**The task:** All of the records should be restated word for word.

»»

PR #258, opened 2023-07-20
fix nanosec_face correction_profile bounds from going negative

analogist:
The new nanosec_face has a `nanosec_state.correction_profile` of type `int8_t`, and can turn negative when ALARM is pressed from profile `P0`. From there the setting screen will display a cryptic `P-`, until the modulo arithmetic brings the profile back around to P0 again.

This makes two minor bugfixes to enforce bounds on `correction_profile`:

- roll around the `correction_profile` back to the highest profile when ALARM is pressed from P0 (based on `#define nanosec_profile_count`)
- prevent long press of ALARM from decrementing by 50 while on the profile screen - instead the behavior should still be to decrement by 1.


joeycastillo:
This makes sense, thank you for the PR!

PR #259, opened 2023-07-23
Game: Higher or Lower

Chris-E-J-Ellis:
A take at an implementation of the "Higher or Lower" or "Play Your Cards Right" game. I've tested it on the emulator, and currently have it running on my Sensor Watch; I'm not entirely convinced it's fun, but it seems to be working as intended =D

Dumping description from the header file below:

## Higher-Lower game face
======================

A game face based on the "higher-lower" card game where the objective is to correctly guess if the next card will
be higher or lower than the last revealed cards.

### Game Flow
- When the face is selected, the "Hi-Lo" "Title" screen will be displayed, and the status indicator will display "GA" for game
- Pressing `ALARM` or `LIGHT` will start the game and proceed to the "Guessing" screen
  - The first card will be revealed and the player must now make a guess
  - A player can guess `Higher` by pressing the `LIGHT` button, and `Lower` by pressing the `ALARM` button
  - The status indicator will show the result of the guess: HI (Higher), LO (Lower), or == (Equal)
  - There are five guesses to make on each game screen, once the end of the screen is reached, a new screen
    will be started, with the last revealed card carried over
  - The number of completed screens is displayed in the top right (see Scoring)
- If the player has guessed correctly, the score is updated and play continues (see Scoring)
- If the player has guessed incorrectly, the status will change to GO (Game Over)
  - The current card will be revealed
  - Pressing `ALARM` or `LIGHT` will transition to the "Score" screen
- If the game is won, the status indicator will display "WI" and the "Win" screen will be displayed
  - Pressing `ALARM` or `LIGHT` will transition to the "Score" screen
- The status indicator will change to "SC" when the final score is displayed
  - The number of completed game screens will be displayed on using the first two digits
  - The number of correct guesses will be displayed using the final three digits
  - E.g. "13: 063" represents 13 completed screens, with 63 correct guesses
- Pressing `ALARM` or `LIGHT` while on the "Score" screen will transition to back to the "Title" screen

### Scoring
- If the player guesses correctly (HI/LO) a point is gained
- If the player guesses incorrectly the game ends
  - Unless the revealed card is equal (==) to the last card, in which case play continues, but no point is gained
- If the player completes 40 screens full of cards, the game ends and a win screen is displayed

### Misc
The face tries to remain true to the spirit of using "cards"; to cope with the display limitations I've arrived at
the following mapping of card values to screen display, but am open to better suggestions:

```
| Cards   |                          |
|---------|--------------------------|
| Value   |2|3|4|5|6|7|8|9|10|J|Q|K|A|
| Display |2|3|4|5|6|7|8|9| 0|-|=|≡|H|
```

The following may more legible choice:
```
| Cards   |                          |
|---------|--------------------------|
| Value   |2|3|4|5|6|7|8|9|10|J|Q|K|A|
| Display |0|1|2|3|4|5|6|7|8 |9|-|=|≡|
```

### Future Ideas
- Add sounds
- Save/Display high score
- Add a "Win" animation
- Consider using lap indicator for larger score limit


joeycastillo:
Played with it a bit this morning — this is fun! Holding off on merging tho because I do think that your alternate choice might indeed be more legible. As it stands it is a little bit confusing that the value `0` is higher than `2` and I think that might throw people for a loop — but the use of graphical elements for the "face" cards of Q, K and A does indeed feel pretty intuitive to me. 

Open to your feedback, happy to merge whenever you respond one way or the other!

Chris-E-J-Ellis:
> Played with it a bit this morning — this is fun! Holding off on merging tho because I do think that your alternate choice might indeed be more legible. As it stands it is a little bit confusing that the value `0` is higher than `2` and I think that might throw people for a loop — but the use of graphical elements for the "face" cards of Q, K and A does indeed feel pretty intuitive to me.
> 
> Open to your feedback, happy to merge whenever you respond one way or the other!

Thanks for taking a look, and also for creating such a great platform! The alternative card faces only really occurred to me as I was writing up the instructions, and I think you're probably right they seem to require a touch less brainpower to figure out. Appreciate the second opinion!

I'll update the code either later today or tomorrow and re-merge in `main`, thanks!

movement/watch_faces/complication/higher_lower_game_face.c
```diff
@@ -0,0 +1,357 @@
...
+} game_state_t;
+
+static game_state_t game_state = HL_GS_TITLE_SCREEN;
+static card_t game_board[GAME_BOARD_SIZE] = {0};
+static uint8_t guess_position = 0;
+static uint8_t score = 0;
+static uint8_t completed_board_count = 0;
+
+static uint8_t generate_random_number(uint8_t num_values) {
+    // Emulator: use rand. Hardware: use arc4random.
```
matheusmoreira, line 78: Why the difference?

matheusmoreira (approved):

movement/watch_faces/complication/higher_lower_game_face.c
Chris-E-J-Ellis: I largely cribbed what some other faces did, but my understanding that is the emulator doesn't support the `arc4random` function, which I believe less predictable RNG.

matheusmoreira (approved):

matheusmoreira:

««

**Solution to this task:**
PR #258, opened 2023-07-20
fix nanosec_face correction_profile bounds from going negative

analogist:
The new nanosec_face has a `nanosec_state.correction_profile` of type `int8_t`, and can turn negative when ALARM is pressed from profile `P0`. From there the setting screen will display a cryptic `P-`, until the modulo arithmetic brings the profile back around to P0 again.

This makes two minor bugfixes to enforce bounds on `correction_profile`:

- roll around the `correction_profile` back to the highest profile when ALARM is pressed from P0 (based on `#define nanosec_profile_count`)
- prevent long press of ALARM from decrementing by 50 while on the profile screen - instead the behavior should still be to decrement by 1.


joeycastillo:
This makes sense, thank you for the PR!

PR #259, opened 2023-07-23
Game: Higher or Lower

Chris-E-J-Ellis:
A take at an implementation of the "Higher or Lower" or "Play Your Cards Right" game. I've tested it on the emulator, and currently have it running on my Sensor Watch; I'm not entirely convinced it's fun, but it seems to be working as intended =D

Dumping description from the header file below:

## Higher-Lower game face
======================

A game face based on the "higher-lower" card game where the objective is to correctly guess if the next card will
be higher or lower than the last revealed cards.

### Game Flow
- When the face is selected, the "Hi-Lo" "Title" screen will be displayed, and the status indicator will display "GA" for game
- Pressing `ALARM` or `LIGHT` will start the game and proceed to the "Guessing" screen
  - The first card will be revealed and the player must now make a guess
  - A player can guess `Higher` by pressing the `LIGHT` button, and `Lower` by pressing the `ALARM` button
  - The status indicator will show the result of the guess: HI (Higher), LO (Lower), or == (Equal)
  - There are five guesses to make on each game screen, once the end of the screen is reached, a new screen
    will be started, with the last revealed card carried over
  - The number of completed screens is displayed in the top right (see Scoring)
- If the player has guessed correctly, the score is updated and play continues (see Scoring)
- If the player has guessed incorrectly, the status will change to GO (Game Over)
  - The current card will be revealed
  - Pressing `ALARM` or `LIGHT` will transition to the "Score" screen
- If the game is won, the status indicator will display "WI" and the "Win" screen will be displayed
  - Pressing `ALARM` or `LIGHT` will transition to the "Score" screen
- The status indicator will change to "SC" when the final score is displayed
  - The number of completed game screens will be displayed on using the first two digits
  - The number of correct guesses will be displayed using the final three digits
  - E.g. "13: 063" represents 13 completed screens, with 63 correct guesses
- Pressing `ALARM` or `LIGHT` while on the "Score" screen will transition to back to the "Title" screen

### Scoring
- If the player guesses correctly (HI/LO) a point is gained
- If the player guesses incorrectly the game ends
  - Unless the revealed card is equal (==) to the last card, in which case play continues, but no point is gained
- If the player completes 40 screens full of cards, the game ends and a win screen is displayed

### Misc
The face tries to remain true to the spirit of using "cards"; to cope with the display limitations I've arrived at
the following mapping of card values to screen display, but am open to better suggestions:

```
| Cards   |                          |
|---------|--------------------------|
| Value   |2|3|4|5|6|7|8|9|10|J|Q|K|A|
| Display |2|3|4|5|6|7|8|9| 0|-|=|≡|H|
```

The following may more legible choice:
```
| Cards   |                          |
|---------|--------------------------|
| Value   |2|3|4|5|6|7|8|9|10|J|Q|K|A|
| Display |0|1|2|3|4|5|6|7|8 |9|-|=|≡|
```

### Future Ideas
- Add sounds
- Save/Display high score
- Add a "Win" animation
- Consider using lap indicator for larger score limit


joeycastillo:
Played with it a bit this morning — this is fun! Holding off on merging tho because I do think that your alternate choice might indeed be more legible. As it stands it is a little bit confusing that the value `0` is higher than `2` and I think that might throw people for a loop — but the use of graphical elements for the "face" cards of Q, K and A does indeed feel pretty intuitive to me. 

Open to your feedback, happy to merge whenever you respond one way or the other!

Chris-E-J-Ellis:
> Played with it a bit this morning — this is fun! Holding off on merging tho because I do think that your alternate choice might indeed be more legible. As it stands it is a little bit confusing that the value `0` is higher than `2` and I think that might throw people for a loop — but the use of graphical elements for the "face" cards of Q, K and A does indeed feel pretty intuitive to me.
> 
> Open to your feedback, happy to merge whenever you respond one way or the other!

Thanks for taking a look, and also for creating such a great platform! The alternative card faces only really occurred to me as I was writing up the instructions, and I think you're probably right they seem to require a touch less brainpower to figure out. Appreciate the second opinion!

I'll update the code either later today or tomorrow and re-merge in `main`, thanks!

movement/watch_faces/complication/higher_lower_game_face.c
```diff
@@ -0,0 +1,357 @@
...
+} game_state_t;
+
+static game_state_t game_state = HL_GS_TITLE_SCREEN;
+static card_t game_board[GAME_BOARD_SIZE] = {0};
+static uint8_t guess_position = 0;
+static uint8_t score = 0;
+static uint8_t completed_board_count = 0;
+
+static uint8_t generate_random_number(uint8_t num_values) {
+    // Emulator: use rand. Hardware: use arc4random.
```
matheusmoreira, line 78: Why the difference?

matheusmoreira (approved):

movement/watch_faces/complication/higher_lower_game_face.c
Chris-E-J-Ellis: I largely cribbed what some other faces did, but my understanding that is the emulator doesn't support the `arc4random` function, which I believe less predictable RNG.

matheusmoreira (approved):

matheusmoreira:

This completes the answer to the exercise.